#### WORK INSTRUCTION
Only one stretch of the data below is wanted: the lines starting at the one with "Possible refactorings below." and ending at the one with "- [ ] Have a", both included, given again exactly.

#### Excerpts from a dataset
Issue #256, opened 2017-05-05
Refactor Engine


trishume:
Possible refactorings below. These were written down while reading the Xi code, I don't necessarily know if these are a good idea yet. I'm writing them down now more to document what confused me in the hopes that we can make it less confusing to new readers.

- [ ] Should `Subset` conceptually represent a set of the ranges (i.e the current `dels` field) or the complement of it. This effects method names and documentation. For example maybe `is_trivial` should be named `is_empty` and `add_deletion` should be `add_range`. This may make it make more sense when representing insertions and deletions in revisions.
- [ ] Have a separate tuple-struct wrapper of `Subset` called `Transform` that conceptually represents the corresponding function. Would use function terminology like `compose` and `apply`. Would make it hard to mix up which `Subset`s represent deletion/insertion ranges and which represent coordinate transforms.
- [ ] Refactor method names on `Subset` in terms of Git terminology. This one may be dumb but it's a commonly known way of thinking of revision graphs. For example `transform_expand` seems analogous to `rebase` or `cherry-pick`.
- [x] `DeltaElement::Copy` needs a doc comment explaining exactly what it is copying from, and how the whole `Delta` representation works. I now think I understand that the `Vec` represents the entire document, which some segments copied from the previous `Rope` and some new nodes inserted. Deletions are represented by the gaps between `Copy` elements.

#### OUTPUT FOR THIS TASK
Possible refactorings below. These were written down while reading the Xi code, I don't necessarily know if these are a good idea yet. I'm writing them down now more to document what confused me in the hopes that we can make it less confusing to new readers.

- [ ] Should `Subset` conceptually represent a set of the ranges (i.e the current `dels` field) or the complement of it. This effects method names and documentation. For example maybe `is_trivial` should be named `is_empty` and `add_deletion` should be `add_range`. This may make it make more sense when representing insertions and deletions in revisions.
- [ ] Have a separate tuple-struct wrapper of `Subset` called `Transform` that conceptually represents the corresponding function. Would use function terminology like `compose` and `apply`. Would make it hard to mix up which `Subset`s represent deletion/insertion ranges and which represent coordinate transforms.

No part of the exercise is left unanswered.